Preferred way to use Java ZipOutputStream and BufferedOutputStream

82,144

Solution 1

You should always wrap the BufferedOutputStream with the ZipOutputStream, never the other way around. See the below code:

FileOutputStream fos = new FileOutputStream("hello-world.zip");
BufferedOutputStream bos = new BufferedOutputStream(fos);
ZipOutputStream zos = new ZipOutputStream(bos);

try {
    for (int i = 0; i < 10; i++) {
        // not available on BufferedOutputStream
        zos.putNextEntry(new ZipEntry("hello-world." + i + ".txt"));
        zos.write("Hello World!".getBytes());
        // not available on BufferedOutputStream
        zos.closeEntry();
    }
}
finally {
    zos.close();
}

As the comments say the putNextEntry() and closeEntry() methods are not available on the BufferedOutputStream. Without calling those methods ZipOutputStream throws an exception java.util.zip.ZipException: no current ZIP entry.

For the sake of completeness, it is worth noting that the finally clause only calls close() on the ZipOutputStream. This is because by convention all built-in Java output stream wrapper implementations propagate closing.

EDIT

I just tested it the other way around. It turns out that wrapping a ZipOutputStream with BufferedOutputStream and then only calling write() on it (without creating / closing entries) will not throw a ZipException. Instead the resulting ZIP file will be corrupt, without any entries inside it.

Solution 2

You should:

ZipOutputStream out =  new ZipOutputStream(new BufferedOutputStream(dest));

because you want to buffer the writing to the disc (because this is much more efficient in big data blocks than in a lot of little ones).


This

new BufferedOutputStream(new ZipOutputStream(dest));

would buffer before zip compression. But this all happens in the memory and does not need buffering because a lot of little memory accesses are about the same speed as a few big ones. In memory general the needed time is proportional to the number of bytes read/write.

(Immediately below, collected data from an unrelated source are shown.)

Issue #2688, opened 2019-07-30
Add escape bindings for multiple combined modifiers


nifker:
Which operating system does the issue occur on?
Linux
If on linux, are you using X11 or Wayland?
AFAIK both

It seems like [Ctrl/Alt]+Shift+Arrowkey doesnt get catched by terminal applications when using alacritty.

See this issue for reference: https://github.com/zyedidia/micro/issues/1335

kchibisov:
Would you mind trying bindings suggested [here](https://github.com/jwilm/alacritty/issues/360#issuecomment-516360460)?

chrisduerr:
Based on some quick testing, it looks like Alacritty does not send the correct escapes when multiple modifiers are held down. We have bindings for shift, alt **or** control, but not combinations of those.

In theory, this is all the combinations we should support:
```
                    Code     Modifiers
                  ---------+---------------------------
                     2     | Shift
                     3     | Alt
                     4     | Shift + Alt
                     5     | Control
                     6     | Shift + Control
                     7     | Alt + Control
                     8     | Shift + Alt + Control
                     9     | Meta
                     10    | Meta + Shift
                     11    | Meta + Alt
                     12    | Meta + Alt + Shift
                     13    | Meta + Ctrl
                     14    | Meta + Ctrl + Shift
                     15    | Meta + Ctrl + Alt
                     16    | Meta + Ctrl + Alt + Shift
                  ---------+---------------------------
```

This is not only the case for the arrow keys, but also for everything else which uses that mechanism like PageUp/PageDown and function keys.

Implementing this is trivial, it's just a matter of adding additional key bindings, however I question whether we do want to have all of that in your configuration file. I feel like the key bindings are at a point, where we would benefit from not actually having all of them listed in the default config.

nifker:
@kchibisov seems to be working for alt Shift+Alt+Arrowkey - just missing the sequences for Shift+Ctrl+Arrowkey

kchibisov:
@nifker try this one
```yml
- { key: Up,       mods: Control|Shift,  chars: "\x1b[1;6A"                }
- { key: Down,     mods: Control|Shift,  chars: "\x1b[1;6B"                }
- { key: Left,     mods: Control|Shift,  chars: "\x1b[1;6D"                }
- { key: Right,    mods: Control|Shift,  chars: "\x1b[1;6C"                }
```

nifker:
That is working. Thanks. Shall I close this one now?

[...]

PR #2785, opened 2019-09-08
Rework default bindings

kchibisov:
This commit removes all bindings which are sending escapes from
the default configuration file, adds bindings for F13-F24, adds bindings
for ScrollToTop/ScrollToBottom actions, removes bindings for Super + F1-F12,
fixes bindings for Alt + F1-F12.

Fixes: #2688


alacritty.yml
```diff
@@ -567,105 +567,3 @@ key_bindings:
...
-  - { key: Home,                    chars: "\x1b[H",        mode: ~AppCursor }
-  - { key: End,      mods: Alt,     chars: "\x1b[1;3F"                       }
-  - { key: End,                     chars: "\x1bOF",        mode: AppCursor  }
-  - { key: End,                     chars: "\x1b[F",        mode: ~AppCursor }
-  - { key: PageUp,   mods: Shift,   action: ScrollPageUp,   mode: ~Alt       }
-  - { key: PageUp,   mods: Shift,   chars: "\x1b[5;2~",     mode: Alt        }
-  - { key: PageUp,   mods: Control, chars: "\x1b[5;5~"                       }
-  - { key: PageUp,   mods: Alt,     chars: "\x1b[5;3~"                       }
-  - { key: PageUp,                  chars: "\x1b[5~"                         }
-  - { key: PageDown, mods: Shift,   action: ScrollPageDown, mode: ~Alt       }
```
kchibisov: I wasn't able to keep `PageDown`/`PageUp` bindings in the config since if we leave them here, the predefined ones with modifiers will be erased which is not a desired behavior.

kchibisov: resolved

CHANGELOG.md
```diff
@@ -43,6 +45,12 @@ and this project adheres to [Semantic Versioning](https://semver.org/spec/v2.0.0
 - Wayland clipboard integration
 - Use text mouse cursor when mouse mode is temporarily disabled with shift
 - Wayland primary selection clipboard not storing text when selection is stopped outside of the window
+- Bindings for Alt + F1-F12
+- Missing bindings for combined modifiers
```
chrisduerr: These have been added, not fixed.

alacritty.yml
```diff
@@ -563,109 +563,15 @@ key_bindings:
...
+  - { key: L,         mods: Control, action: ClearLogNotice                   }
+  - { key: L,         mods: Control, chars: "\x0c"                            }
+  - { key: PageUp,    mods: Shift,   action: ScrollPageUp,   mode: ~Alt       }
+  - { key: PageUp,    mods: Shift,   chars: "\x1b[5;2~",     mode: Alt        }
+  - { key: PageDown,  mods: Shift,   action: ScrollPageDown, mode: ~Alt       }
+  - { key: PageDown,  mods: Shift,   chars: "\x1b[6;2~",     mode: Alt        }
+  - { key: Home,      mods: Shift,   action: ScrollToTop,    mode: ~Alt       }
+  - { key: Home,      mods: Shift,   chars: "\x1b[1;2H",     mode: Alt        }
+  - { key: End,       mods: Shift,   action: ScrollToBottom, mode: ~Alt       }
+  - { key: End,       mods: Shift,   chars: "\x1b[1;2F",     mode: Alt        }
```
chrisduerr: I don't think we should specify any of the `chars` default bindings here. Having only some of them would likely be even more confusing.

alacritty_terminal/src/config/bindings.rs
```diff
@@ -127,57 +113,107 @@ pub fn default_key_bindings() -> Vec<KeyBinding> {
...
+        Key::F15; Action::Esc("\x1b[1;2R".into());
+        Key::F16; Action::Esc("\x1b[1;2S".into());
+        Key::F17; Action::Esc("\x1b[15;2~".into());
+        Key::F18; Action::Esc("\x1b[17;2~".into());
+        Key::F19; Action::Esc("\x1b[18;2~".into());
+        Key::F20; Action::Esc("\x1b[19;2~".into());
+        Key::F21; Action::Esc("\x1b[20;2~".into());
+        Key::F22; Action::Esc("\x1b[21;2~".into());
+        Key::F23; Action::Esc("\x1b[23;2~".into());
+        Key::F24; Action::Esc("\x1b[24;2~".into());
```
chrisduerr: Where did you get these from? They don't seem to match XTerm's specification.

alacritty_terminal/src/config/bindings.rs
```diff
@@ -127,57 +113,107 @@ pub fn default_key_bindings() -> Vec<KeyBinding> {
...
+        ModifiersState { shift: true, ..ModifiersState::default() },
+        ModifiersState { alt: true, ..ModifiersState::default() },
+        ModifiersState { shift: true, alt: true, ..ModifiersState::default() },
+        ModifiersState { ctrl: true, ..ModifiersState::default() },
+        ModifiersState { shift: true, ctrl: true, ..ModifiersState::default() },
+        ModifiersState { alt: true, ctrl: true, ..ModifiersState::default() },
+        ModifiersState { shift: true, alt: true, ctrl: true, ..ModifiersState::default() },
+    ];
+
+    let mut modifers_num = 2;
```
chrisduerr: There's a typo here, should be modifiers, not modifers.

alacritty_terminal/src/config/bindings.rs
```diff
@@ -127,57 +113,107 @@ pub fn default_key_bindings() -> Vec<KeyBinding> {
...
+    for mods in modifiers.iter() {
```
chrisduerr: Can't we just use `modifiers.iter().enumerate()` to get the number? We just need to add 2.

alacritty_terminal/src/config/bindings.rs
```diff
@@ -127,57 +113,107 @@ pub fn default_key_bindings() -> Vec<KeyBinding> {
...
+        let mods_num = modifers_num.to_string();
+        bindings.extend(bindings!(
+            KeyBinding;
+            Key::Up,    [shift: mods.shift, alt: mods.alt, ctrl: mods.ctrl];
+            Action::Esc("\x1b[1;".to_owned()  + &mods_num + "A");
```
chrisduerr:
```suggestion
            Action::Esc(format!("\x1b[1;{}{}", mods_num, "A");
```

I think this should be shorter and it doesn't require the `modifiers_num.to_string()`.

alacritty.yml
chrisduerr: I don't think this has been addressed?

kchibisov:
blocked by #2794

alacritty_terminal/src/config/bindings.rs
```diff
@@ -71,113 +71,158 @@ pub fn default_key_bindings() -> Vec<KeyBinding> {
     let mut bindings = bindings!(
         KeyBinding;
         Key::Paste; Action::Paste;
-        Key::Copy; Action::Copy;
+        Key::Copy;  Action::Copy;
```
nixpulvis: Worlds smallest nit-pick. But I think you've added an extra space here :stuck_out_tongue_winking_eye:

CHANGELOG.md
```diff
@@ -18,6 +18,9 @@ and this project adheres to [Semantic Versioning](https://semver.org/spec/v2.0.0
 - Completions for `--class` and `-t` (short title)
 - Change the mouse cursor when hovering over the message bar and its close button
 - Support combined bold and italic text (with `font.bold_italic` to customize it)
+- Extra bindings for F13-F20
+- Bindings with combined modifiers
```
nixpulvis: Could this be more clear? I'm not sure which bindings this is referring too.

kchibisov: I don't want this to be too bloated.

chrisduerr: I think it could be clarified a tiny bit without much extra wording.

Something like this maybe:

```
 - Terminal escape bindings with combined modifiers
```

That way people know just slightly more about it, but it's still short and clear.

alacritty_terminal/src/config/bindings.rs
chrisduerr: I don't think there's any reason for this whitespace change?

alacritty_terminal/src/config/bindings.rs
```diff
@@ -71,113 +71,158 @@ pub fn default_key_bindings() -> Vec<KeyBinding> {
...
-        Key::PageDown, [alt: true]; Action::Esc("\x1b[6;3~".into());
+        Key::Home,     [shift: true], ~TermMode::ALT_SCREEN; Action::ScrollToTop;
+        Key::Home,     [shift: true], +TermMode::ALT_SCREEN; Action::Esc("\x1b[1;2H".into());
+        Key::End,      [shift: true], ~TermMode::ALT_SCREEN; Action::ScrollToBottom;
+        Key::End,      [shift: true], +TermMode::ALT_SCREEN; Action::Esc("\x1b[1;2F".into());
+        Key::Home, +TermMode::APP_CURSOR; Action::Esc("\x1bOH".into());
+        Key::Home, ~TermMode::APP_CURSOR; Action::Esc("\x1b[H".into());
+        Key::End,  +TermMode::APP_CURSOR; Action::Esc("\x1bOF".into());
+        Key::End,  ~TermMode::APP_CURSOR; Action::Esc("\x1b[F".into());
+        Key::PageUp;   Action::Esc("\x1b[5~".into());
```
chrisduerr: Previously these bindings were nicely sorted by `key`. I think that's a good idea to keep confusion to a minimum.

Also I don't think I've stated this before, but just wanted to make sure that I think that adding these additional `Home` and `End` bindings makes a lot of sense (for jumping to start/end of scrollback).

alacritty_terminal/src/config/bindings.rs
```diff
@@ -71,113 +71,158 @@ pub fn default_key_bindings() -> Vec<KeyBinding> {
...
+    //    10    | Meta + Shift
+    //    11    | Meta + Alt
+    //    12    | Meta + Alt + Shift
+    //    13    | Meta + Ctrl
+    //    14    | Meta + Ctrl + Shift
+    //    15    | Meta + Ctrl + Alt
+    //    16    | Meta + Ctrl + Alt + Shift
+    // ---------+---------------------------
+    //
+    // from: https://invisible-island.net/xterm/ctlseqs/ctlseqs.html#h2-PC-Style-Function-Keys
```
chrisduerr: Great idea to add a table and source here.

alacritty_terminal/src/config/bindings.rs
```diff
@@ -71,113 +71,158 @@ pub fn default_key_bindings() -> Vec<KeyBinding> {
...
+            Action::Esc(format!("\x1b[31;{}~", modifiers_code));
+            Key::F18,   [shift: mods.shift, alt: mods.alt, ctrl: mods.ctrl];
+            Action::Esc(format!("\x1b[32;{}~", modifiers_code));
+            Key::F19,   [shift: mods.shift, alt: mods.alt, ctrl: mods.ctrl];
+            Action::Esc(format!("\x1b[33;{}~", modifiers_code));
+            Key::F20,   [shift: mods.shift, alt: mods.alt, ctrl: mods.ctrl];
+            Action::Esc(format!("\x1b[34;{}~", modifiers_code));
+        ));
+
+        if modifiers_code != 2 {
```
chrisduerr: I think a comment explaining why we do things differently here would go a long way. Otherwise it would probably strike people as odd.

alacritty.yml
chrisduerr: I still kinda wish we could do something about this. Maybe the new PR helps here too? I think we should be able to work around this.

alacritty_terminal/src/config/bindings.rs
nixpulvis: I had the same comment, but it's to align with the above action. This is consistent with the rest of this `bindings!` macro invocation:

https://github.com/jwilm/alacritty/blob/748138240508f9a032cfde9f0e397f7fc3be5eb8/alacritty_terminal/src/config/bindings.rs#L89-L90

chrisduerr: Oh right. Somehow I checked the action above it and came to the conclusion they do not line up. But very clearly they do.

I think I even noticed this in the last review and didn't comment because I saw that they line up. So please just disregard.

alacritty_terminal/src/config/bindings.rs
```diff
@@ -71,113 +71,158 @@ pub fn default_key_bindings() -> Vec<KeyBinding> {
...
+        ModifiersState { alt: true, ..ModifiersState::default() },
+        ModifiersState { shift: true, alt: true, ..ModifiersState::default() },
+        ModifiersState { ctrl: true, ..ModifiersState::default() },
+        ModifiersState { shift: true, ctrl: true, ..ModifiersState::default() },
+        ModifiersState { alt: true, ctrl: true, ..ModifiersState::default() },
+        ModifiersState { shift: true, alt: true, ctrl: true, ..ModifiersState::default() },
+    ];
+
+    for (modifiers_code, mods) in modifiers.iter().enumerate() {
+        let modifiers_code = modifiers_code + 2;
```
nixpulvis: This might be clearer if you don't reuse `modifiers_code`, since technically, until you shadow the binding introduced from the `for` it's inaccurate. Instead I might write:

```rust
let modifiers_code = index + 2;
```

Very small point tho.

alacritty_terminal/src/config/bindings.rs
nixpulvis: Could we give names to each of these magic numbers from the table with a bitflags struct? I'd much prefer to be comparing like `if modifiers_code != ModifierCode::Shift`. It might clean up the iteration too a little bit, IDK.

alacritty_terminal/src/config/bindings.rs
nixpulvis: I too like these new bindings :tada:

kchibisov: These bindings were never sorted by key. They were placed in groups by key, however I can't group them like it was before, because our tests are position dependent.

Just a reference on how they look now and before.

Screenshot_Wed 18 Sep 2019 02:51:45 PM MSK

alacritty_terminal/src/config/bindings.rs
kchibisov: It would be nice, if `2 | 3 == 4` and other bitwise math would map on the codes, but that's not the case, so the array + table in a comment should do the job right. I also think that's too much hassle for the code that will likely remain untouched anymore.

kchibisov: I've added a comment on why we're skipping things here btw

alacritty_terminal/src/config/bindings.rs
```diff
@@ -71,113 +71,160 @@ pub fn default_key_bindings() -> Vec<KeyBinding> {
...
+    //    7     | Alt + Control
+    //    8     | Shift + Alt + Control
+    //    9     | Meta
+    //    10    | Meta + Shift
+    //    11    | Meta + Alt
+    //    12    | Meta + Alt + Shift
+    //    13    | Meta + Ctrl
+    //    14    | Meta + Ctrl + Shift
+    //    15    | Meta + Ctrl + Alt
+    //    16    | Meta + Ctrl + Alt + Shift
```
nixpulvis: Should we include the "Meta" codes if we're not using them? Would we ever want to use these?

kchibisov: make sense

alacritty_terminal/src/config/bindings.rs
nixpulvis: OK, yea I tried for a moment to make something nicer and it's indeed probably not worth it. However I think the comment should address the main difference I see, which is that in the bindings defined above, there's explicit actions, and conditions for the `mode`. I think ideally we'd just overwrite them, but since I don't think that's easy to do ATM, so this is fine.

alacritty_terminal/src/config/bindings.rs
nixpulvis: @kchibisov I'd say we should feel free to change the tests to match the format we want here. Especially if this is going to be the order they appear in our reference `alacritty.yml` file. As a user, I'd really like to see all keys together so I can think about what I want that key to do in the same place.

This is a pretty small issue tho.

As mentioned in the comments:

The methods of ZipOutputStream which are not part of BufferedOutputStream would not be available also. E.g. putNextEntry and closeEntry.

Share:
82,144
jjathman
Author by

jjathman

Software developer from Minnesota. @jjathman

Updated on May 14, 2020

Comments

  • jjathman
    jjathman almost 4 years

    In Java does it matter whether I instantiate a ZipOutputStream first, or the BufferedOutputStream first? Example:

    FileOutputStream dest = new FileOutputStream(file);
    ZipOutputStream zip = new ZipOutputStream(new BufferedOutputStream(dest));
    
    // use zip output stream to write to
    

    Or:

    FileOutputStream dest = new FileOutputStream(file);
    BufferedOutputStream out = new BufferedOutputStream(new ZipOutputStream(dest));
    
    // use buffered stream to write to
    

    In my non-scientific timings I can't seem to tell much of a difference here. I can't see anything in the Java API that says if one of these ways is necessary or preferred. Any advice? It seems like compressing the output first and then buffering it for writes would be more efficient.